The flimflam is further disguised by “average” numbers. As we pointed out yesterday, if a single billionaire’s wealth goes up by 10%, 99 million people could get poorer… but the average would still be positive. The whole slimy edifice is fraudulent. Fake money. Fake GDP. Fake stimulus. Fake growth. Fake opinions. And fake numbers.

Chaos and Confusion: The feds are already $27 trillion in the hole… with a deficit this year that would embarrass even sh*thole countries. And yet, both Trump and the Democrats are planning on making it worse. How? With more fake, printing-press money, of course. But all the phony money does is distort, mislead, and cheat. Like all counterfeit money, it can make some people richer… but only by making others poorer.

Ninety percent of the nation’s financial assets are held by 10% of the people. Want to make them richer? Just give more counterfeit money to Wall Street. But the general effect is to cause chaos, confusion, and envy. That’s why one of the techniques of modern warfare is to counterfeit an enemy’s currency… hoping to wreck his economy.
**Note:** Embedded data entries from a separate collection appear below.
PR #13161, opened 2024-10-06
docs: incorrect field used for browser selection

yanjiew1:
The browser should be specified in the 'browser' field, but the example mistakenly placed it in the 'product' field.

This commit fixes the example in the file `docs/webdriver-bidi.md`.
The browser selection should be put in the 'browser' field.

No.

Yes and the commit only updates the documentation.

**Summary**

I followed the example to launch Firefox. However, I found that Chrome is always launched.
After digging into the source code of puppeteer, I found that the browser selection should be put in the 'browser' field.

The original documentation may be confusing, so I made this change.

No.

**Other information**


OrKoN (approved):
Thanks!

PR #13165, opened 2024-10-08
chore: update types for TypeScript 5.6.2

Lightning00Blade:
This is prep work for the type as TypeScript now better detects a lot of issues.
The only change that need fixing so we can update the TS version is the ElementHandle decorators

### DIFF
--- a/packages/puppeteer-core/src/common/util.ts
+++ b/packages/puppeteer-core/src/common/util.ts
@@ -313,7 +313,8 @@ export const UTILITY_WORLD_NAME =
 /**
  * @internal
  */
-export const SOURCE_URL_REGEX = /^[\x20\t]*\/\/[@#] sourceURL=\s{0,10}(\S*?)\s{0,10}$/m;
+export const SOURCE_URL_REGEX =
+  /^[\x20\t]*\/\/[@#] sourceURL=\s{0,10}(\S*?)\s{0,10}$/m;
 /**
  * @internal
  */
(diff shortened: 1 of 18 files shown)


OrKoN (approved):

packages/puppeteer-core/src/common/util.ts
```diff
@@ -313,7 +313,7 @@ export const UTILITY_WORLD_NAME =
 /**
  * @internal
  */
-export const SOURCE_URL_REGEX = /^[\040\t]*\/\/[@#] sourceURL=\s*(\S*?)\s*$/m;
+export const SOURCE_URL_REGEX = /^[\x20\t]*\/\/[@#] sourceURL=\s?(\S*?)\s?$/m;
```
OrKoN: that is not equivalent, right? it only allows zero or 1 whitespace. I wonder if it could regress  on some inputs.

Lightning00Blade: If you follow where we use it it's only relevant to check if we added a source URL already from our end.
And we didn't attach one if the user provided a string function (I think this is a low usecase in Puppeteer) and attached a SourceUrl themself also very unlikely. But the linter was complaining that if you add a lot of spaces the  RegEx can become very slow in the seconds - I tested it and it's correct.

We can change it instead of `?` to `{0,5}` or other sensible default.

OrKoN: I think using string functions might actually be somewhat common. Let's check for up to 10 whitespaces?

OrKoN (approved):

Complex Web: But while you can make some people richer, there’s no case in history where “stimulus” has made most people richer. Most people rely on the economy for their income – not the stock market. And an economy is a complex web of give and take. Favor the savers and you punish the borrowers. Favor the exporters and you pinch the importers. Privilege the rich and you give the poor a kick in the teeth. Or, if you try to stimulate the whole economy – by dumping money from helicopters – all you do is raise prices and cause misery and pandemonium for everyone.